Please write out, exactly as given, every line of the entries below up to and including the line with "--- a/lib/bolt/pal.rb".

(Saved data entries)
<<<<
PR #1102, opened 2019-07-26
(BOLT-1433) Load resource types for plan execution

donoghuc:
With this commit resource types are loaded when a plan is run. This allows resource types to be referenced without running in to `Evaluation Error: Resource type not found...` for use with plan functions such as `get_resources`.

### DIFF
--- a/bolt-modules/boltlib/lib/puppet/functions/get_resources.rb
+++ b/bolt-modules/boltlib/lib/puppet/functions/get_resources.rb
@@ -6,7 +6,10 @@ require 'bolt/task'
 # The results are returned as a list of hashes representing each resource.
 #
 # Requires the Puppet Agent be installed on the target, which can be accomplished with apply_prep
-# or by directly running the puppet_agent::install task.
+# or by directly running the puppet_agent::install task. In order to be able to reference types without
+# string quoting (for example `get_resources($target, Package)` instead of `get_resources($target, 'Package')`)
+# run the command `bolt puppetfile generate-types` to generate type references in `$Boldir/.resource_types`.
+#
 #
 # **NOTE:** Not available in apply block
 Puppet::Functions.create_function(:get_resources) do
@@ -16,7 +19,7 @@ Puppet::Functions.create_function(:get_resources) do
   #   get_resources('target1,target2', [Package, File[/etc/puppetlabs]])
   dispatch :get_resources do
     param 'Boltlib::TargetSpec', :targets
-    param 'Variant[String, Resource, Array[Variant[String, Resource]]]', :resources
+    param 'Variant[String, Type[Resource], Array[Variant[String, Type[Resource]]]]', :resources
   end
 
   def script_compiler
@@ -44,6 +47,10 @@ Puppet::Functions.create_function(:get_resources) do
     inventory = Puppet.lookup(:bolt_inventory)
 
     resources = [resources].flatten
+
+    # Stringify resource types to pass to task
+    resources.map! { |r| r.is_a?(String) ? r : r.to_s }
+
     resources.each do |resource|
       if resource !~ /^\w+$/ && resource !~ /^\w+\[.+\]$/
         raise Bolt::Error.new("#{resource} is not a valid resource type or type instance name", 'bolt/get-resources')
--- a/lib/bolt/pal.rb
+++ b/lib/bolt/pal.rb
@@ -39,7 +39,7 @@ module Bolt
 
     attr_reader :modulepath
 
-    def initialize(modulepath, hiera_config, max_compiles = Etc.nprocessors)
+    def initialize(modulepath, hiera_config, resource_types, max_compiles = Etc.nprocessors)
       # Nothing works without initialized this global state. Reinitializing
       # is safe and in practice only happens in tests
       self.class.load_puppet
@@ -48,6 +48,7 @@ module Bolt
       @modulepath = [BOLTLIB_PATH, *modulepath, MODULES_PATH]
       @hiera_config = hiera_config
       @max_compiles = max_compiles
+      @resource_types = resource_types
 
       @logger = Logging.logger[self]
       if modulepath && !modulepath.empty?
@@ -110,6 +111,21 @@ module Bolt
       compiler.evaluate_string('type PlanResult = Boltlib::PlanResult')
     end
 
+    # Register all resource types defined in $Boltdir/.resource_types as well as
+    # the built in types registered with the runtime_3_init method.
+    def register_resource_types(loaders)
+      static_loader = loaders.static_loader
+      static_loader.runtime_3_init
+      if File.directory?(@resource_types)
+        Dir.children(@resource_types).each do |resource_pp|
+          type_name_from_file = File.basename(resource_pp, '.pp').capitalize
+          typed_name = Puppet::Pops::Loader::TypedName.new(:type, type_name_from_file)
+          resource_type = Puppet::Pops::Types::TypeFactory.resource(type_name_from_file)
+          loaders.static_loader.set_entry(typed_name, resource_type)
+        end
+      end
+    end
+
     # Runs a block in a PAL script compiler configured for Bolt.  Catches
     # exceptions thrown by the block and re-raises them ensuring they are
     # Bolt::Errors since the script compiler block will squash all exceptions.
@@ -119,6 +135,7 @@ module Bolt
       r = Puppet::Pal.in_tmp_environment('bolt', modulepath: @modulepath, facts: {}) do |pal|
         pal.with_script_compiler do |compiler|
           alias_types(compiler)
+          register_resource_types(Puppet.lookup(:loaders)) if @resource_types
           begin
             Puppet.override(yaml_plan_instantiator: Bolt::PAL::YamlPlan::Loader) do
               yield compiler
@@ -348,6 +365,16 @@ module Bolt
 
           [path, values]
         end.to_h
+      end
+    end
+
+    def generate_types
+      require 'puppet/face/generate'
+      in_bolt_compiler do
+        generator = Puppet::Generate::Type
+        inputs = generator.find_inputs(:pcore)
+        FileUtils.mkdir_p(@resource_types)
+        generator.generate(inputs, @resource_types, true)
       end
     end
 
--- a/pre-docs/bolt_command_reference.md
+++ b/pre-docs/bolt_command_reference.md
@@ -328,6 +328,22 @@ List modules available to Bolt.
 | `--boltdir FILEPATH` | Specify what Boltdir to load config from. | Autodiscovered from current working directory. |
 | `--configfile FILEPATH` | Specify where to load config from. | `~/.puppetlabs/bolt/bolt.yaml` |
 
+## `puppetfile generate-types`
+
+Generate type references to register in Plans
+
+### Usage
+
+`bolt puppetfile generate-types`
+
+### Options
+
+| Option | Description | Default |
+|--------|-------------|---------|
+| **Run Context** |
+| `-m`, `--modulepath FILEPATHS` | List of directories containing modules, separated by `:`. <br> Directories are case-sensitive. |
+| `--boltdir FILEPATH` | Specify what Boltdir to load config from. | Autodiscovered from current working directory. |
+| `--configfile FILEPATH` | Specify where to load config from. | `~/.puppetlabs/bolt/bolt.yaml` |
 
 ## `script run`
 
--- a/CHANGELOG.md
+++ b/CHANGELOG.md
@@ -10,12 +10,15 @@
 
   When using the interpreters setting on the WinRM transport, a task would fail to execute if the path to the specified interpreter contains a space. Interpreter paths with spaces in the name are now supported.
 
+* **Resource Types were not registered while running plans** ([#1140](https://github.com/puppetlabs/bolt/issues/1140))
+
+  When referencing a resource type in a plan (for example `get_resources($nodes, Package)`) the plan would fail because the `Package` type is not found. Now all built in types and types on the modulepath can be generated with an invocation of `puppetfile generate-types` which will be registered for plan execution.
+  
 #### New features
 
 * **Azure inventory plugin** ([#1148](https://github.com/puppetlabs/bolt/issues/1148))
 
   A new [module based plugin](https://github.com/puppetlabs/puppetlabs-azure_inventory) allows generation of Bolt targets from Azure VMs.
-
 
 ## 1.31.1
 
--- a/bolt-modules/boltlib/spec/functions/run_plan_spec.rb
+++ b/bolt-modules/boltlib/spec/functions/run_plan_spec.rb
@@ -8,12 +8,13 @@ describe 'run_plan' do
   include PuppetlabsSpec::Fixtures
   let(:executor) { Bolt::Executor.new }
   let(:tasks_enabled) { true }
+  let(:inventory) { Bolt::Inventory.new({}) }
 
   around(:each) do |example|
     Puppet[:tasks] = tasks_enabled
     executor.stubs(:noop).returns(false)
 
-    Puppet.override(bolt_executor: executor) do
+    Puppet.override(bolt_executor: executor, bolt_inventory: inventory) do
       example.run
     end
   end
--- a/lib/bolt/bolt_option_parser.rb
+++ b/lib/bolt/bolt_option_parser.rb
@@ -54,6 +54,9 @@ module Bolt
         when 'show-modules'
           { flags: OPTIONS[:global] + OPTIONS[:global_config_setters],
             banner: PUPPETFILE_SHOWMODULES_HELP }
+        when 'generate-types'
+          { flags: OPTIONS[:global] + OPTIONS[:global_config_setters],
+            banner: PUPPETFILE_GENERATETYPES_HELP }
         else
           { flags: OPTIONS[:global] + OPTIONS[:global_config_setters],
             banner: PUPPETFILE_HELP }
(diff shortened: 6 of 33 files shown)


bolt-modules/boltlib/lib/puppet/functions/get_resources.rb
```diff
@@ -16,7 +16,7 @@
   #   get_resources('target1,target2', [Package, File[/etc/puppetlabs]])
   dispatch :get_resources do
     param 'Boltlib::TargetSpec', :targets
-    param 'Variant[String, Resource, Array[Variant[String, Resource]]]', :resources
+    param 'Variant[String, Type[Resource], Array[Variant[String, Type[Resource]]]]', :resources
```
donoghuc: Without adding `Type[]` this was complaining.

bolt-modules/boltlib/lib/puppet/functions/run_plan.rb
```diff
@@ -67,6 +67,9 @@ def run_plan(scope, plan_name, named_args = {})
     # The perspective of the environment is wanted here (for now) to not have to
     # require modules to have dependencies defined in meta data.
     loader = loaders.private_environment_loader
+    # Load resource types (full path commented below, TODO: delete)
+    # closure_scope.compiler.loaders.static_loader.runtime_3_init
+    loaders.static_loader.runtime_3_init
```
donoghuc: Unsure if this will load resource types on the module path as well. Still need to test.

donoghuc:
Previously the following plan:
```
plan test(TargetSpec $nodes) {
  $x = get_resources($nodes, Package)
  notice($x.results)
}
```
would error with: 
```
cas@cas-ThinkPad-T460p:~/working_dir/bolt$ bolt plan run test -t resource
Starting: plan test
Starting: plan test
Finished: plan test in 0.0 sec
Finished: plan test in 0.0 sec
{
  "kind": "bolt/pal-error",
  "msg": "Evaluation Error: Resource type not found: Package (file: /home/cas/working_dir/bolt/Boltdir/site/test/plans/init.pp, line: 247, column: 30)",
  "details": {
  }
}
```
By initializing the static loader it appears that referencing resource types is allowed. I have been investigating the other side effects of this but I wanted to put up a minimal example for early review or guidance.

bolt-modules/boltlib/lib/puppet/functions/run_plan.rb
adreyer: Does this belong in our PAL class?

nicklewis: I would expect this to probably go next to `alias_types`. https://github.com/puppetlabs/bolt/blob/master/lib/bolt/pal.rb#L109

donoghuc: I ended up doing it here because I did not see a way around using some hackery next to `alias_types` (something like: `compiler.instance_variable_get(:@internal_compiler).loaders.static_loader.runtime_3_init`)

HOWEVER Could the solution for this to be better handled in puppet? Specifically by **not** treating `Puppet[:tasks]]` special? 
https://github.com/puppetlabs/puppet/blob/904023ffc59bc6771c0c7abf2a1d2c4acf941b09/lib/puppet/pops/loaders.rb#L383-L397

donoghuc:
It seems like in order to have resource types available in plans we will need to use the `StaticLoader` for built-in resource types and the `Runtime3Loader` for resource types defined on the modulepath. These loaders have been explicitly disabled when using `Puppet[:tasks]` (more context on why the https://github.com/puppetlabs/puppet/pull/6240 ). An example of an issue due to loading manifest code is described with https://tickets.puppetlabs.com/browse/BOLT-100

Gemfile
```diff
@@ -15,6 +15,7 @@ gem "rack", '>= 2.0.5'
 gem "rails-auth", '>= 2.1.4'
 gem "sinatra", '>= 2.0.4'
 
+gem "puppet", git: "https://github.com/donoghuc/puppet.git", branch: 'BOLT-1433'
```
donoghuc: This fork contains a revert for disabling loaders for `Puppet[:tasks]`. I am trying to understand the type name vs task name conflict concern. For example the following plan seems to work just fine even though both the package task as well as the package type are both used in the same plan. 
```
plan test(TargetSpec $nodes) {
  # built in type
  $x = get_resources($nodes, Package)
  # loaded core type
  $y = get_resources($nodes, Cron)
  # task name same as built in type 
  $z = run_task(package, $nodes, action => status, name => vim)
  notice([$x.results, $y.results, $z.results])
```

donoghuc: After discussing in person I think that the concern about name collisions between tasks and types is no longer an issue. I am still looking in to the root cause of https://tickets.puppetlabs.com/browse/BOLT-100

lib/bolt/pal.rb
```diff
@@ -144,7 +144,8 @@ def with_bolt_executor(executor, inventory, pdb_client = nil, applicator = nil,
           pdb_client,
           @hiera_config,
           @max_compiles
-        )
+        ),
+        squelch_parse_errors: true
```
donoghuc: Following the stack trace in the ticket description at https://tickets.puppetlabs.com/browse/BOLT-100 I think that the `squelch_parse_errors` override option might have prevented it. I have a suspicion that while parsing some manifest code that assumed there was a `Catalog` which is not present in script mode (https://tickets.puppetlabs.com/browse/BOLT-1433?focusedCommentId=673243&page=com.atlassian.jira.plugin.system.issuetabpanels:comment-tabpanel#comment-673243). I am still working to reproduce this though.

donoghuc: Steps to try to repro:
With the following manifest at `/test/manifests/init.pp` 
```puppet
class test {
  # execute 'apt-get update'
  exec { 'apt-update':                    # exec resource named 'apt-update'
    command => '/usr/bin/apt-get update'  # command this resource will run
  }

  # install apache2 package
  package { 'apache2':
    require => Exec['apt-update'],        # require 'apt-update' before installing
    ensure => installed,
  }

  # ensure apache2 service is running
  service { 'apache2':
    ensure => running,
  }

  # install mysql-server package
  package { 'mysql-server':
    require => Exec['apt-update'],        # require 'apt-update' before installing
    ensure => installed,
  }

  # ensure mysql service is running
  service { 'mysql':
    ensure => running,
  }

  # install php5 package
  package { 'php7.0':
    require => Exec['apt-update'],        # require 'apt-update' before installing
    ensure => installed,
  }

  # ensure info.php file exists
  file { '/var/www/html/info.php':
    ensure => file,
    content => '<?php  phpinfo(); ?>',    # phpinfo code
    require => Package['apache2'],        # require 'apache2' package before creating
  } 
}
```
I can run the following plan that successfully sets up the lamp stack both with and without the squelch_parse_errors override. 
```puppet
 plan test(TargetSpec $nodes){
  $nodes.get_resources('User')
  run_task('facts', $nodes)
  apply($nodes){
    include test
  }
  return $nodes.get_resources(['user', 'File[/tmp]'])
}
```
So far the only somewhat promising difference I've been able to come up with between using the override vs not is that without it I can trigger an error that results in an exception with
```
From: /home/cas/working_dir/bolt/bolt-modules/boltlib/lib/puppet/functions/run_plan.rb @ line 73 run_plan#run_plan:

    68:     # require modules to have dependencies defined in meta data.
    69:     loader = loaders.private_environment_loader
    70:     # Load resource types (full path commented below, TODO: delete)
    71:     # closure_scope.compiler.loaders.static_loader.runtime_3_init
    72:     # loaders.static_loader.runtime_3_init
 => 73:     require 'pry'; binding.pry
    74:     # TODO: Why would we not have a private_environment_loader?
    75:     unless loader && (func = loader.load(:plan, plan_name))
    76:       raise Puppet::ParseErrorWithIssue.from_issue_and_stack(
    77:         Puppet::Pops::Issues.issue(:UNKNOWN_PLAN) { Bolt::Error.unknown_plan(plan_name) }
    78:       )

[1] pry(#<#<Class:0x0000565028400af0>>)> closure_scope.environment.known_resource_types.loader.import_all
A 'define' expression is only available when compiling a catalog (file: /home/cas/working_dir/bolt/Boltdir/modules/concat/manifests/init.pp, line: 53, column: 1)
A Resource Statement is only available when compiling a catalog (file: /home/cas/working_dir/bolt/Boltdir/modules/concat/manifests/init.pp, line: 94, column: 5)
A Resource Statement is only available when compiling a catalog (file: /home/cas/working_dir/bolt/Boltdir/modules/concat/manifests/init.pp, line: 116, column: 7)
A Resource Statement is only available when compiling a catalog (file: /home/cas/working_dir/bolt/Boltdir/modules/concat/manifests/init.pp, line: 124, column: 5)
```
Which can be avoided (and shows the warnings below pointing to the init.pp) when the `squelch_parse_error` symbol is set. 
```
 Host Class Definition is only available when compiling a catalog (file: /home/cas/working_dir/bolt/Boltdir/site/test/manifests/init.pp, line: 1, column: 1)
A Resource Statement is only available when compiling a catalog (file: /home/cas/working_dir/bolt/Boltdir/site/test/manifests/init.pp, line: 3, column: 2)
A Resource Statement is only available when compiling a catalog (file: /home/cas/working_dir/bolt/Boltdir/site/test/manifests/init.pp, line: 8, column: 2)
A Resource Statement is only available when compiling a catalog (file: /home/cas/working_dir/bolt/Boltdir/site/test/manifests/init.pp, line: 14, column: 2)
A Resource Statement is only available when compiling a catalog (file: /home/cas/working_dir/bolt/Boltdir/site/test/manifests/init.pp, line: 19, column: 2)
A Resource Statement is only available when compiling a catalog (file: /home/cas/working_dir/bolt/Boltdir/site/test/manifests/init.pp, line: 25, column: 2)
A Resource Statement is only available when compiling a catalog (file: /home/cas/working_dir/bolt/Boltdir/site/test/manifests/init.pp, line: 30, column: 2)
A Resource Statement is only available when compiling a catalog (file: /home/cas/working_dir/bolt/Boltdir/site/test/manifests/init.pp, line: 36, column: 2)
```

lib/bolt/pal.rb
```diff
@@ -107,6 +107,18 @@ def in_bolt_compiler
       r = Puppet::Pal.in_tmp_environment('bolt', modulepath: @modulepath, facts: {}) do |pal|
         pal.with_script_compiler do |compiler|
           alias_types(compiler)
+          
+          internal_compiler = compiler.instance_variable_get(:@internal_compiler)
+          loaders = internal_compiler.loaders
+          # # Load built in types
+          loaders.static_loader.runtime_3_init
```
donoghuc: This does successfully load built in types.

lib/bolt/pal.rb
```diff
@@ -107,6 +107,18 @@ def in_bolt_compiler
...
+          # Load types from modulepath
+          puppet_system_loader = internal_compiler.loaders.puppet_system_loader
```
donoghuc: This bit here attempts to set up the runtime3 loader, but it does not actually end up resolving the types.

lucywyman:
Closes #1140

pre-docs/bolt_command_reference.md
```diff
@@ -328,6 +328,22 @@ List modules available to Bolt.
 | `--boltdir FILEPATH` | Specify what Boltdir to load config from. | Autodiscovered from current working directory. |
 | `--configfile FILEPATH` | Specify where to load config from. | `~/.puppetlabs/bolt/bolt.yaml` |
 
+## `puppetfile generate-types`
```
nicklewis: What's the reason for making this a separate command and not running it automatically as part of `bolt puppetfile install`?

bolt-modules/boltlib/lib/puppet/functions/run_plan.rb
```diff
@@ -75,6 +75,21 @@ def run_plan(scope, plan_name, named_args = {})
...
+    boltdir_path = Puppet.lookup(:bolt_inventory).config.boltdir.path
+    static_loader = loaders.static_loader
+    static_loader.runtime_3_init
+    resource_dir = File.join(boltdir_path, '.resource_types')
+
+    if File.directory?(resource_dir)
+      Dir.entries(resource_dir).each do |resource_pp|
+        unless resource_pp.start_with?('.')
+          type_name = resource_pp[0..-4].capitalize
+          loaders.static_loader.send(:create_resource_type_reference, type_name)
```
nicklewis: I'm not sure whether it's better to forcibly use the private method here, which ensures we match the implementation in Puppet, or to copy the implementation, which uses the public API. I think that would be:

```rb
loaders.set_entry(TypedName.new(:type, type_name), Types::TypeFactory.resource(type_name))
```

My slight preference may be the latter, but I'm really on the fence.

bolt-modules/boltlib/lib/puppet/functions/run_plan.rb
```diff
@@ -75,6 +75,21 @@ def run_plan(scope, plan_name, named_args = {})
       )
     end
 
+    # Check for `$BOLTDIR/.resource_types` and create reference based on file name
```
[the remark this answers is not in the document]
donoghuc: I would like to do it in run_plan for two reasons
1. I can get the Boltdir path (we are already going to be looking up inventory for GH-1125 in run_plan)
2. We only need to register the types for plan execution, it seems wasteful to do it any time we need to do it in pal.

pre-docs/bolt_command_reference.md
donoghuc: We talked about it in the meeting about this. I think it is so you do not *have* to have a puppetfile at all? Like maybe you are developing a new module and writing some types, you can just generate-types every time you want to refresh?

bolt-modules/boltlib/lib/puppet/functions/run_plan.rb
donoghuc: I think using the public API is better. updated. Thanks.

bolt-modules/boltlib/lib/puppet/functions/run_plan.rb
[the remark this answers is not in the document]
nicklewis: On the flipside, in `run_plan` this will happen every time we run a plan, not just for the outer plan. It doesn't really take any time either way, though.

It just seems like it makes more sense to do it in PAL because it's part of setting up our execution environment rather than specifically part of executing a plan.

pre-docs/bolt_command_reference.md
nicklewis: That's a good reason to have a command for it. Is there a reason not to also do it in `bolt puppetfile install` though?

bolt-modules/boltlib/lib/puppet/functions/run_plan.rb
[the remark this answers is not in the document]
donoghuc: Cool. I can look in to how to get a hold of the `boldir` path there. Honestly I did not really try too hard before, I just had been working on GH-1125 and knew I could easily get it in `run_plan`.

pre-docs/bolt_command_reference.md
donoghuc: I think that makes sense. Will update to do it automatically with puppetfile install.

bolt-modules/boltlib/lib/puppet/functions/run_plan.rb
donoghuc: Update, we do want it in PAL class. We do not want to do it in puppet because of the risk of using the 3x loaders.

lib/bolt/pal.rb
donoghuc: Should not need this setting using the generate face approach.

bolt-modules/boltlib/lib/puppet/functions/run_plan.rb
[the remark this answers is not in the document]
donoghuc: Updated to do this in PAL.

donoghuc:
@puppetlabs/skeletor A review of this PR from one of your team would be nice. The idea is to get away from the 3x loaders for bolt/script compilation. We basically just use the `generate` face to generate the types (storing them under `$Boltdir/.resource_types` and then register them like the `builtin` types. This simply allows the types to be referenced in a plan (the minimum we currently need for plans to be aware of types). There is a comment above about how `codemanager` will run `generate resources` though the first iteration of plans in PE might not have this functionality. Are there any concerns about this approach?

lib/bolt/pal.rb
```diff
@@ -351,6 +368,17 @@ def list_modules
       end
     end
 
+    def generate_types(config)
+      require 'puppet/face/generate'
+      in_bolt_compiler do
+        generator = Puppet::Generate::Type
+        inputs = generator.find_inputs(:pcore)
+        outputdir = File.join(config.boltdir.path, '.resource_types')
```
nicklewis: Should this just be `config.boltdir.resource_types`?

donoghuc: Actually, now that pal has an attribute `@resource_types` I dont think this method even needs an argument.

bolt-modules/boltlib/lib/puppet/functions/run_plan.rb
```diff
@@ -75,6 +75,21 @@ def run_plan(scope, plan_name, named_args = {})
...
+    boltdir_path = Puppet.lookup(:bolt_inventory).config.boltdir.path
+    static_loader = loaders.static_loader
+    static_loader.runtime_3_init
+    resource_dir = File.join(boltdir_path, '.resource_types')
+
+    if File.directory?(resource_dir)
+      Dir.entries(resource_dir).each do |resource_pp|
```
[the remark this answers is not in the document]
donoghuc: I guess that is not available in ruby 2.3 https://github.com/puppetlabs/bolt/pull/1268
>>>>
**ANSWER FOR THIS EXERCISE:**
PR #1102, opened 2019-07-26
(BOLT-1433) Load resource types for plan execution

donoghuc:
With this commit resource types are loaded when a plan is run. This allows resource types to be referenced without running in to `Evaluation Error: Resource type not found...` for use with plan functions such as `get_resources`.

### DIFF
--- a/bolt-modules/boltlib/lib/puppet/functions/get_resources.rb
+++ b/bolt-modules/boltlib/lib/puppet/functions/get_resources.rb
@@ -6,7 +6,10 @@ require 'bolt/task'
 # The results are returned as a list of hashes representing each resource.
 #
 # Requires the Puppet Agent be installed on the target, which can be accomplished with apply_prep
-# or by directly running the puppet_agent::install task.
+# or by directly running the puppet_agent::install task. In order to be able to reference types without
+# string quoting (for example `get_resources($target, Package)` instead of `get_resources($target, 'Package')`)
+# run the command `bolt puppetfile generate-types` to generate type references in `$Boldir/.resource_types`.
+#
 #
 # **NOTE:** Not available in apply block
 Puppet::Functions.create_function(:get_resources) do
@@ -16,7 +19,7 @@ Puppet::Functions.create_function(:get_resources) do
   #   get_resources('target1,target2', [Package, File[/etc/puppetlabs]])
   dispatch :get_resources do
     param 'Boltlib::TargetSpec', :targets
-    param 'Variant[String, Resource, Array[Variant[String, Resource]]]', :resources
+    param 'Variant[String, Type[Resource], Array[Variant[String, Type[Resource]]]]', :resources
   end
 
   def script_compiler
@@ -44,6 +47,10 @@ Puppet::Functions.create_function(:get_resources) do
     inventory = Puppet.lookup(:bolt_inventory)
 
     resources = [resources].flatten
+
+    # Stringify resource types to pass to task
+    resources.map! { |r| r.is_a?(String) ? r : r.to_s }
+
     resources.each do |resource|
       if resource !~ /^\w+$/ && resource !~ /^\w+\[.+\]$/
         raise Bolt::Error.new("#{resource} is not a valid resource type or type instance name", 'bolt/get-resources')
--- a/lib/bolt/pal.rb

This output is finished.